---------- PROVIDED RECORDS
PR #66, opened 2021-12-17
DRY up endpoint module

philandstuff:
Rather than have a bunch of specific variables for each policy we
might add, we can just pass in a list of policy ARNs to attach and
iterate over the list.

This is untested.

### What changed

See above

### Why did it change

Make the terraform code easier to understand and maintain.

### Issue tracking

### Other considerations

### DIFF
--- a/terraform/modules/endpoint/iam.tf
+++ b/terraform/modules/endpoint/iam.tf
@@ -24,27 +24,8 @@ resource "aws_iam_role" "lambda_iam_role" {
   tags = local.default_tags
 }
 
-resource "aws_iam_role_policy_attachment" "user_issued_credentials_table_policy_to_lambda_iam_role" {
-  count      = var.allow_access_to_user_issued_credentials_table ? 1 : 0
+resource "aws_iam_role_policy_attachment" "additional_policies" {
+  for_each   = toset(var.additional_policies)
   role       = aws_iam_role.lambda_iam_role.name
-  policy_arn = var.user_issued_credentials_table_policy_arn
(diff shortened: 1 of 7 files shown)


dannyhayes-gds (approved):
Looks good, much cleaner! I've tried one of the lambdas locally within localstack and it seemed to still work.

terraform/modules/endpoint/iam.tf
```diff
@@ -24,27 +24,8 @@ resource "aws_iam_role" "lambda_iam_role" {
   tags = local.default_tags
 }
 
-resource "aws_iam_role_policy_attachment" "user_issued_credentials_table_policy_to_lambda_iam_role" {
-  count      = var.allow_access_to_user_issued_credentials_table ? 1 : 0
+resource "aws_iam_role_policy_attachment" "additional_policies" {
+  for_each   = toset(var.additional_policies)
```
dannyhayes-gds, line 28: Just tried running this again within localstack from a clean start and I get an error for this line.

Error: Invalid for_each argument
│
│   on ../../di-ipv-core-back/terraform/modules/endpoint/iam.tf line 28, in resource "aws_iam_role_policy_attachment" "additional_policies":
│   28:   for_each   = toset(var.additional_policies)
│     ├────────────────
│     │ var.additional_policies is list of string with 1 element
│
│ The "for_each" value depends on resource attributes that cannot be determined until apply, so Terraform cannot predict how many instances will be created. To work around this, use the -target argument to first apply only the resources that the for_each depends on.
--------------------
- **TASK**
Copy all lines of the material above where the string "work" occurs.

- **ANSWER BOX**
Looks good, much cleaner! I've tried one of the lambdas locally within localstack and it seemed to still work.
│ The "for_each" value depends on resource attributes that cannot be determined until apply, so Terraform cannot predict how many instances will be created. To work around this, use the -target argument to first apply only the resources that the for_each depends on.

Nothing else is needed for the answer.